A recent post examined the role of the NI43-101 report in providing information about a mine to prospective investors. As recent failures of tailings facilities have proved, failure of the tailings facility may significantly affect the share value of a mine or its mining company. The share value of BHP may have been reduced by as much as five billion dollars as a result of the Samarco failure.
Thus it is reasonable to ask: should an NI43-101 report contain information about a mine’s tailings facility?
There is an argument to be made that a comprehensive NI43-101 report should include at least a tailings facility design feasibility study as well as the results of a proper risk assessment.
In support of this proposition, we note that the expert opinion report on the Mt Polley tailings facility failure recommended that all proposed new tailings facilities should include a bankable feasibility study.

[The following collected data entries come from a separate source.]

Issue #1859, opened 2025-08-30
send rip= to dovecot auth


jmberg:
For more advanced authentication setups, it can be useful to have the remote IP, e.g. to disallow using login passwords for remote connections (forcing service passwords).

I  tried to look at this, but it doesn't seem like the IP address is passed to authentication today, and at least right now I wasn't sure I understood the plugin system well.

pbiering:
implemented by https://github.com/Kozea/Radicale/pull/1860

PR #1860, opened 2025-08-30
auth: dovecot: pass rip= to auth server

jmberg:
If known, let the auth server know where the client came from, using (in this order) forwarded-for or remote-addr.

Addresses #1859.

### DIFF
--- a/CHANGELOG.md
+++ b/CHANGELOG.md
@@ -4,6 +4,7 @@
 * Fix: broken start when UID does not exist (potential container startup case)
 * Improve: user/group retrievement for running service and directories
 * Extend/Improve: [auth] ldap: group membership lookup
+* Add: option [auth] dovecot_rip_x_remote_addr
 
 ## 3.5.5
 * Improve: [auth] ldap: do not read server info by bind to avoid needless network traffic
--- a/DOCUMENTATION.md
+++ b/DOCUMENTATION.md
@@ -1187,6 +1187,26 @@ Port of via network exposed dovecot socket
 
 Default: `12345`
 
+##### dovecot_rip_x_remote_addr
+
+_(>= 3.5.6)_
+
+Use the `X-Remote-Addr` value for the remote IP (rip) parameter in the
+dovecot authentication protocol.
+
+If set, Radicale must be running behind a proxy that you control and
+that sets/overwrites the `X-Remote-Addr` header (doesn't pass it) so
+that the value passed to dovecot is reliable. For example, for nginx,
+add
+
+```
+    proxy_set_header  X-Remote-Addr $remote_addr;
+```
+
+to the configuration sample.
+
+Default: `False`
+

Thus the advice: if you are considering investment in a new mine or investment in a mine upgrade, examine the NI43-101 report and do not invest if it fails to include a tailings facility feasibility study and risk assessment.
Comments
Backseat Driver
Certainly a feasibility study should include costs of tailings facilities and would not be complete without it. NI 43-101 reports are meant to vet the technical aspects of the deposit evaluation including drill density, sampling and analysis and resource estimation. Although comments on financial viability and metallurgy are also included these are not expected to include feasibility level detail. Adding such high level detail would be prohibitively expensive, especially where the NI43-101 report is to be used to generate enough interest in a deposit to attract investment that could then be used to fund pre feasibility and full feasibility studies. Why go into high level design detail on a project that may not survive the pte- feasibility level of analysis?